TASK DESCRIPTION: Entries follow. Return each line that contains the word "variable".

Dataset entries:
BEGIN

PR #106, opened 2024-06-18
UnionIterator skips not readable subiterators

maartyman:
The UnionIterator is used in [the bind join in comunica](https://github.com/comunica/comunica/blob/c3dd70a424e175877fd883277e9d0191bc15bf62/packages/actor-rdf-join-inner-multi-bind/lib/ActorRdfJoinMultiBind.ts#L78) (and [incremunica](https://github.com/maartyman/incremunica/blob/28f4c24ca9122f27de6197239e4deb07e786a2b7/packages/actor-rdf-join-inner-incremental-computational-multi-bind/lib/ActorRdfJoinInnerIncrementalComputationalMultiBind.ts#L164)). During some performance tests, I saw that the UnionIterator called `read()` on all its sub-iterators, even if only one was readable. This PR fixes this by adding a check before calling `read()` on the sub-iterators. The sub-iterators need to be read to start them, that is why I added the `read` attribute to the _sources. To be fair, I think there is a better way to check if the sources have started and if not call `read()` on them.

### DIFF
--- a/asynciterator.ts
+++ b/asynciterator.ts
@@ -1717,7 +1717,7 @@ export class MultiTransformIterator<S, D = S> extends TransformIterator<S, D> {
   @extends module:asynciterator.BufferedIterator
 */
 export class UnionIterator<T> extends BufferedIterator<T> {
-  private _sources : InternalSource<T>[] = [];
+  private _sources : {read: boolean, source: InternalSource<T>}[] = [];
   private _pending? : { loading: boolean, sources?: AsyncIterator<MaybePromise<AsyncIterator<T>>> };
   private _currentSource = -1;
   protected _destroySources: boolean;
@@ -1784,10 +1784,14 @@ export class UnionIterator<T> extends BufferedIterator<T> {
     if (isPromise(source))
       source = wrap<T>(source) as any as InternalSource<T>;
     if (!source.done) {
-      this._sources.push(source);
+      const sourceObj = { read: true, source };
+      this._sources.push(sourceObj);
       source[DESTINATION] = this;
       source.on('error', destinationEmitError);
-      source.on('readable', destinationFillBuffer);
+      source.on('readable', () => {
+        sourceObj.read = true;
+        destinationFillBuffer.bind(<InternalSource<unknown>>sourceObj.source)();
+      });
       source.on('end', destinationRemoveEmptySources);
     }
   }
@@ -1796,9 +1800,9 @@ export class UnionIterator<T> extends BufferedIterator<T> {
   protected _removeEmptySources() {
     this._sources = this._sources.filter((source, index) => {
       // Adjust the index of the current source if needed
-      if (source.done && index <= this._currentSource)
+      if (source.source.done && index <= this._currentSource)
         this._currentSource--;
-      return !source.done;
+      return !source.source.done;
     });
     this._fillBuffer();
   }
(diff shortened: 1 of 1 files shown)


asynciterator.ts
```diff
@@ -1717,7 +1717,7 @@ export class MultiTransformIterator<S, D = S> extends TransformIterator<S, D> {
   @extends module:asynciterator.BufferedIterator
 */
 export class UnionIterator<T> extends BufferedIterator<T> {
-  private _sources : InternalSource<T>[] = [];
+  private _sources : {read: boolean, source: InternalSource<T>}[] = [];
```
```suggestion
  private _sources : { read: boolean, source: InternalSource<T> }[] = [];
```
weird that the linter didn't whine. It should. Something wrong with CI?

asynciterator.ts
```diff
@@ -1784,10 +1784,14 @@ export class UnionIterator<T> extends BufferedIterator<T> {
...
       source = wrap<T>(source) as any as InternalSource<T>;
     if (!source.done) {
-      this._sources.push(source);
+      const sourceObj = { read: true, source };
+      this._sources.push(sourceObj);
       source[DESTINATION] = this;
       source.on('error', destinationEmitError);
-      source.on('readable', destinationFillBuffer);
+      source.on('readable', () => {
+        sourceObj.read = true;
```
RubenVerborgh: Let's just use a local variable instead of an object.

But also, what does `read` mean? Is is the past tense, as in, `done`? Or current tense?
I blame English grammar here.

RubenVerborgh (commented):
Thanks @maartyman. I know these are hard to find and solve.
Nonetheless I'll need to ask for a test that breaks without but works with.

That's to avoid accidental breakage in the future.

Code-wise, can we just make the `read` thing a simple variable?

asynciterator.ts
RubenVerborgh: Where are we reading this value though?

maartyman:
I'm sorry, in my hastiness I forgot the skip check in the _read() function.

maartyman:
Also, why is does the UnionIterator extend the BufferedIterator?

RubenVerborgh:
> why does the UnionIterator extend the BufferedIterator?

Short answer: so readers have to wait less (it fills up in the background).

Longer answer: buffering should've been mix-in functionality rather than inherited functionality.

maartyman:
Okay, I'm asking because I see a performance increase if I use a non buffered UnionIterator. But this is just in my tests with querying local stores with incremunica, when using online sources this might be different.

RubenVerborgh:
We can give it a go if the performance effect extends to other cases. An easy fix could be to set the buffer size to zero. Perhaps there's already sufficient intermediary buffering happening in your case.

jeswr:
There is a closed PR https://github.com/RubenVerborgh/AsyncIterator/pull/81 which does it and has significant improvements - it was meant to be bundled into a bugger update that I never got around to.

END

ANSWER SPACE:
RubenVerborgh: Let's just use a local variable instead of an object.
Code-wise, can we just make the `read` thing a simple variable?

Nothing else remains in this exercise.